First piece of advice is that the current economy very much favours workers. So *push hard* *for higher pay*. That could mean a raise at your current job, but also look at other jobs, get other offers. Often, switching companies is the best way to boost your pay. Your pay MUST increase this year, otherwise you are falling behind inflation.

My second piece of advice is to watch your expenses. They're obviously very low right now (so maybe ignore your current special case). But once you've moved out, maybe are in a 1 bedroom apartment, keep a close leash on your expenses and monthly spending. The reason I say this is that I've seen many people's costs of living really take off like crazy once they have a good salary.
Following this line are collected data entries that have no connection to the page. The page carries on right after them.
PR #262, opened 2026-06-15
refactor(api): Reorganizing temporal client

szanata:
## Summary

Reorganizing API Temporal Client code base, so it is easier to read and better to test.

## Test plan

- [x] Unit test
- [x] Manual tests


api/src/clients/temporal/workflow/get_result.js
```diff
@@ -0,0 +1,99 @@
...
+      throw new WorkflowNotFoundError( `Run "${resolvedRunId}" not found for workflow "${workflowId}"` );
+    }
+    throw error;
+  } );
+
+  if ( !firstPage.history ) {
+    logger.warn( 'Temporal getWorkflowExecutionHistory returned no history field', { workflowId, runId: resolvedRunId } );
+  }
+
+  const status = description.status.name?.toLocaleLowerCase();
```
bnchrch: 💅 This uses `toLocaleLowerCase()` while the other three status paths (`get_history`, `get_status`, `list_runs`) use plain `toLowerCase()`. Locale-dependent casing can bite (the Turkish dotless-i thing) and this is a standardized API value. Since `types.js` already centralizes status concerns (`WorkflowStatus`, `isWorkflowClosed`), what about one helper there and reusing it in all four?

```js
// types.js
export const formatStatus = name => name?.toLowerCase() ?? 'unspecified';
```

Kills the inconsistency and the duplication in one go.

api/src/clients/temporal/catalog.js
```diff
@@ -0,0 +1,42 @@
...
+ * @param {string} taskQueue - The task queue (for error messages)
+ * @returns {string} The canonical workflow name
+ * @throws {WorkflowNotFoundError}
+ */
+export const resolveWorkflowName = ( catalog, workflowName, taskQueue ) => {
+  const resolved = catalog.workflows.find( w => w.name === workflowName || w.aliases?.includes( workflowName ) );
+  if ( !resolved ) {
+    throw new WorkflowNotFoundError( `Workflow "${workflowName}" is not available at worker "${taskQueue}"` );
+  }
+  return resolved.name;
```
bnchrch, line 45: 🔮❓ Looks like the `'Workflow alias resolved'` info log got dropped here (the old `resolveWorkflowName` logged `{ alias, resolvedName, taskQueue }` when an alias differed from the canonical name). Intentional? It was handy for spotting which aliases are in use in prod. Happy to keep it gone if it was noisy, just flagging.

api/src/clients/temporal/workflow/get_status.spec.js
```diff
@@ -0,0 +1,48 @@
...
+    const getHandle = vi.fn().mockReturnValue( { describe } );
+    const client = { workflow: { getHandle } };
+
+    const result = await getStatus( { client }, 'workflow-id', 'run-id' );
+
+    expect( getHandle ).toHaveBeenCalledWith( 'workflow-id', 'run-id' );
+    expect( result ).toEqual( {
+      workflowId: 'workflow-id',
+      runId: 'run-id',
+      status: 'completed',
```
bnchrch: 🧪 Only `get_result` asserts the `continued_as_new` mapping. Worth a one-liner here and in `list_runs`/`get_history` specs too, since the rename is the whole point of the PR and these paths each format status independently right now.

bnchrch (approved):
pre-approved, small ntis.

api/src/clients/temporal/catalog.js
szanata: Yep. Added it back.

api/src/clients/temporal/workflow/get_result.js
szanata: Makese sense

api/src/clients/temporal/workflow/get_status.spec.js
szanata: It was updated with prior changes.

PR #263, opened 2026-06-15
feat(core,cli): add opt-in workflow bundle check (OUT-474)

bnchrch:
## Problem

- A Temporal worker **crash-loops** when `workflow.ts` — or anything it transitively imports — pulls in a `node:` built-in (e.g. `node:fs`); it can't exist in the workflow V8 bundle.
- The bundle only runs **at worker startup**, so `tsc --noEmit` never catches it. A recent incident (a transitive `node:fs`) crash-looped the worker until a fix was deployed.

## Solution

- **core** — `output-worker --check` (or `OUTPUT_WORKER_CHECK=1`) bundles workflows via the same `bundleWorkflowCode` path `Worker.create` uses, then exits 0/1 with the offending module named. `bin/worker.sh` routes it to a config-free `check.js` — no Temporal connection, no worker env.
- **core** — new `@outputai/core/worker` export (`webpackConfigHook`, `loadWorkflows`, `createWorkflowsEntryPoint`, `bundleWorkflows`) for building custom checks.
- **core** — worker and check share one `workflowInterceptorModules` source; `bundle.spec.js` asserts parity so they can't drift.
- **cli** — scaffold + the `fix_package` migration gain an opt-in `output:worker:check` script; the generated README documents it with a copy-paste CI snippet. **Not** wired into any build.

## Interface

```bash
npm run output:worker:check     # = output-worker --check  (run after building dist/)
```
```js
import { bundleWorkflows } from '@outputai/core/worker';
await bundleWorkflows( process.cwd() );  // rejects if a workflow can't be bundled
```

## Test plan

- [x] `npm run lint` passes
- [x] `npm test` — 2092 pass incl. new parity test `bundle.spec.js`; the only 2 failures are pre-existing `copy_assets` (unbuilt `dist/templates`, see Follow-up)
- [x] Happy path: `output:worker:check` on `test_workflows` (33 workflows) → pass, ~2.6s, no Temporal/worker env
- [x] Failure path: a transitive `import 'node:fs'` → `tsc` passes, check fails (`UnhandledSchemeError: node:fs`), exit 1
- [x] `@outputai/core/worker` import is pure + env-free (does not start a worker)

## Notes for reviewers

- **`--check` routes to a dedicated `check.js`, not a branch in `index.js`** — `index.js` imports `configs.js`, which eagerly validates `OUTPUT_CATALOG_ID` (required, no default). A branch there would force full worker env on every check; the separate entry keeps it runnable in a bare CI.
- **`workflowInterceptorModules` moved to a config-free `interceptors/modules.js`** — importing it via `interceptors/index.js` pulls `activity.js` → `configs.js` (same env validation). `index.js` re-exports it, so parity holds.
- **`bundleWorkflows` calls `loadActivities`** though it only bundles — that step writes `temp/__activity_options.js`, which the workflow interceptor module imports during bundling (mirrors the worker's startup order).
- **Reused `bundleWorkflowCode` over a static AST scan** — it's the exact bundler `Worker.create` runs, so the check can't diverge from real worker behavior, and it adds no new dependency.

## Follow-up (out of scope)

`sdk/cli`'s `copyassets.sh` fails on Node 24 (`native-copyfiles` passes an array to `globSync`'s `exclude`, which now must be a function), so `build:packages` and `copy_assets.spec.ts` fail locally. Pre-existing, unrelated to this PR — worth a separate ticket.

Closes OUT-474


sdk/core/src/worker/bundle.js
```diff
@@ -0,0 +1,26 @@
...
+ * transitive import graph.
+ *
+ * @param {string} rootDir directory to discover workflows in
+ * @returns {Promise<import('@temporalio/worker').WorkflowBundleWithSourceMap>}
+ */
+export async function bundleWorkflows( rootDir ) {
+  const workflows = await loadWorkflows( rootDir );
+  // Writes worker/temp/__activity_options.js, which the workflow interceptor module
+  // imports — the worker generates it via loadActivities() before Worker.create bundles.
+  await loadActivities( rootDir, workflows );
```
szanata, line 23: Why activities are needed here? Since this is only to check worfklows... this doesnt seem necessary.

sdk/core/src/worker/bundle.js
```diff
@@ -0,0 +1,26 @@
...
+  const workflowsPath = createWorkflowsEntryPoint( workflows );
+  return bundleWorkflowCode( { workflowsPath, workflowInterceptorModules, webpackConfigHook } );
```
szanata, line 25: The same goes for interceptors. They actual interceptors are not necessary....

sdk/core/src/worker/check.js
```diff
@@ -0,0 +1,20 @@
...
+
+( async () => {
+  log.info( 'Checking workflow bundle...', { callerDir } );
+  await bundleWorkflows( callerDir );
+  log.info( '✓ Workflow bundle check passed' );
+  process.exit( 0 );
+} )().catch( error => {
+  log.error( '✗ Workflow bundle check failed', { message: error?.message, stack: error?.stack } );
+  process.exit( 1 );
+} );
```
szanata: Is is devised to run via cmd to test dry run build to detect errors. I dont think logger is necessary, the output doesnt need to be formatted. The output needs to be 0 (ok) or 1 (fail).

If the error output is necessary, that could be a simple console.error( error ).

The logger will unnecessary format these messages.

I think adding other outputs make this hard to integrate of cli, terminal, etc.

sdk/core/src/worker/bundle.js
bnchrch: Intentional — the check is meant to be a faithful dry-run of what `Worker.create` bundles at startup, so it fails on exactly what the worker would. `Worker.create` bundles the workflows **and** the workflow-side interceptor modules (`initInterceptors().workflowModules`), so the check passes the same `workflowInterceptorModules`. `bundle.spec.js` pins these to the worker's so the two can't silently drift.

If we'd rather scope the check to just user-workflow code, that's simpler but drops the worker-boot guarantee — happy to switch if you'd prefer.

sdk/core/src/worker/bundle.js
bnchrch: Tied to the interceptor modules: the workflow-side interceptor (`interceptors/workflow.js`) statically imports `../temp/__activity_options.js`, which `loadActivities` generates. Without it, bundling the interceptor fails with a module-not-found (a false failure) instead of a real result — so the check mirrors the worker's prep order (`loadWorkflows` → `loadActivities` → `createWorkflowsEntryPoint` → bundle).

sdk/core/src/worker/check.js
bnchrch: Good call — done in 42842b3b1. `check.js` no longer uses the logger: exit 0 on success, `console.error(error)` + exit 1 on failure, so the exit code is the signal.

One note: the remaining `Scanner: …` lines come from the shared `loadWorkflows`/`loadActivities` (reused for worker parity), not from `check.js`. Their winston level is hardcoded, so fully silencing stdout would mean changing shared worker logging — happy to do that as a follow-up if you want exit-code-only output.

sdk/core/src/worker/public.js
```diff
@@ -0,0 +1,3 @@
+export { webpackConfigHook } from './bundler_options.js';
```
szanata: Why are we exposing all these if we only need `bundleWorkflows()`? Actually, why we need this file at all, could we just expose `check.js` directly? I think the least we expose the better, as this creates dependencies elsewhere and makes the code harder to change. I am agains exposing `loader` and `bundle_options` at all.

sdk/core/src/worker/check.js
szanata: You could run the `bundleWorkflows` with `spawnChild` and mute stdout, keeping only stderr. So if the code breaks you have the error to propagate. So you can avoid changing the log system.

szanata: Not a blocker thou

sdk/core/src/worker/interceptors/index.js
```diff
@@ -1,11 +1,10 @@
-import { dirname, join } from 'path';
-import { fileURLToPath } from 'node:url';
 import { ActivityExecutionInterceptor } from './activity.js';
+import { workflowInterceptorModules } from './modules.js';
 
-const __dirname = dirname( fileURLToPath( import.meta.url ) );
+export { workflowInterceptorModules };
```
szanata: These can be combined into `export { workflowInterceptorModules } from './modules.js';` as export also has local visibility

sdk/core/src/worker/bundle.js
szanata: Makes sense. I can leave like this, or we can create the file manually, since we are trying to validate only workflow code. I leave that to you.

sdk/core/src/worker/public.js
bnchrch: Trimmed in ea464d151 — `@outputai/core/worker` now exports only `bundleWorkflows`. It composes `webpackConfigHook` + `loadWorkflows`/`createWorkflowsEntryPoint` internally, so the surface is just the one entry point you'd actually call; `loader` and `bundler_options` are back to internal.

sdk/core/src/worker/check.js
bnchrch: Done in ea464d151 — muted stdout in `check.js` (kept stderr + exit code), so the discovery logs no longer hit stdout. Went in-process (override `process.stdout.write`) instead of a child process — same effect, one fewer moving part. Verified: happy path → clean stdout, exit 0; bad import → error on stderr, exit 1.

sdk/core/src/worker/interceptors/index.js
bnchrch: `export { workflowInterceptorModules } from './modules.js'` is a pure re-export — it wouldn't create a local binding, and `initInterceptors` uses `workflowInterceptorModules` in its body, so that form breaks. Since `modules.js` is the source and nothing else imported it from here, I dropped the re-export entirely instead (kept the plain `import` for local use). Net less surface — ea464d151.

sdk/core/src/worker/bundle.js
bnchrch: Thanks — keeping the full `loadActivities` call so the check stays a faithful mirror of the worker's startup; the manual-temp-file route would just duplicate that logic. 👍

.changeset/out-474-workflow-bundle-check.md
```diff
@@ -0,0 +1,9 @@
+---
+"@outputai/core": patch
+---
+
+Add an opt-in `output-worker --check` workflow bundle check (and a `@outputai/core/worker` export) that reproduces the worker's webpack bundling without a Temporal server, catching bad workflow imports — e.g. a transitive `node:` built-in — before they crash-loop the worker at startup. `tsc` cannot detect these; only the Temporal bundle can.
+
+- `output-worker --check` (or `OUTPUT_WORKER_CHECK=1`) bundles workflows via the same `bundleWorkflowCode` path `Worker.create` uses, exits non-zero with the offending module named, and needs no Temporal connection or worker env.
+- New `@outputai/core/worker` subpath exports `webpackConfigHook`, `loadWorkflows`, `createWorkflowsEntryPoint`, and `bundleWorkflows` for building custom checks.
```
szanata: This pharse is out of date.

sdk/core/bin/worker.sh
```diff
@@ -23,4 +23,10 @@ sdk_dir="$(dirname "$script_dir")"
 
 cd ${sdk_dir}
 
+# Route `output-worker --check` (or OUTPUT_WORKER_CHECK=1) to the bundle-check entry,
+# which validates the workflow bundle without a Temporal connection or worker config.
+if [[ " $* " == *" --check "* || "${OUTPUT_WORKER_CHECK}" == "1" || "${OUTPUT_WORKER_MODE}" == "check" ]]; then
```
szanata: Are we planning to use those env vars (OUTPUT_WORKER_CHECK/OUTPUT_WORKER_MODE)?

If they are not used in the command we should not expose them.

sdk/core/src/worker/public.js
szanata, line 1: I saw the you trimmed this file. I don't understand why we want to expose this function?

dont we need just a check? Or are we planning on surfacing another interface?

szanata: I saw this comment:

```
core — new @outputai/core/worker export (webpackConfigHook, loadWorkflows, createWorkflowsEntryPoint, bundleWorkflows) for building custom checks.
```

I dont necessarily agree. I think that exposing the `check` is enough for most use cases, we don't need to expose a bundle tool, at least not yet. I don't think it might not be useful in the future, but if there is not a use case now. I would avoid.

bnchrch: Agreed — dropped the `@outputai/core/worker` export entirely in 41c6b7649 (deleted `public.js` + `public.d.ts` + the `./worker` subpath). `output-worker --check` is the only surface now; `bundleWorkflows` stays internal (used by `check.js` + the parity test). We can add a programmatic export later if a real use case shows up.

sdk/core/bin/worker.sh
bnchrch: Good catch — dropped them in 41c6b7649. `worker.sh` now routes only on `--check`; `OUTPUT_WORKER_CHECK`/`OUTPUT_WORKER_MODE` are gone since nothing used them.

.changeset/out-474-workflow-bundle-check.md
bnchrch: Fixed in 41c6b7649 — the changeset now describes only the `output-worker --check` command (no export bullet, no `OUTPUT_WORKER_CHECK` mention).

szanata (approved):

It's really easy to spend lots of money and I think it's pretty important to use methods like monthly budgeting, or tracking your expenses. Without these controls, your spending could dramatically increase every year and I think that's very common for a lot of people. If you don't control spending, you can put yourself in a position where it becomes impossible to achieve financial freedom.

And IMO controlling your spending is going to make a bigger difference in achieving financial freedom, than your specific investment choices. So while investing is important, I think the biggest factor in getting ahead (at your age) is limiting your spending, and making sure you don't get into an expensive lifestyle pattern.


----------



## cainvest (May 1, 2013)

I think at your stage of the journey it's just about saving money and buying investments based on your risk tolerance.


----------



## KaeJS (Sep 28, 2010)

How much equity will you need for the franchise option?


----------



## milhouse (Nov 16, 2016)

cainvest said:


> I think at your stage of the journey it's just about saving money and buying investments based on your risk tolerance.


+1
Savings drive the bulk of one's portfolio growth in the early days versus investment returns so you don't need to hit a home run, just avoid large mistakes.
And managing your spend obviously ties into savings.



james4beach said:


> So *push hard* *for higher pay*. That could mean a raise at your current job, but also look at other jobs, get other offers.


+1
To state the obvious, higher income provides flexibiltiy to meet savings goals while still having some left over for fun.


----------



## scorpion_ca (Nov 3, 2014)

I saved some money from 2009 to 2013 but it didn't grow at that time. You need to save and keep growing your money. This is what I would do if I were in your position.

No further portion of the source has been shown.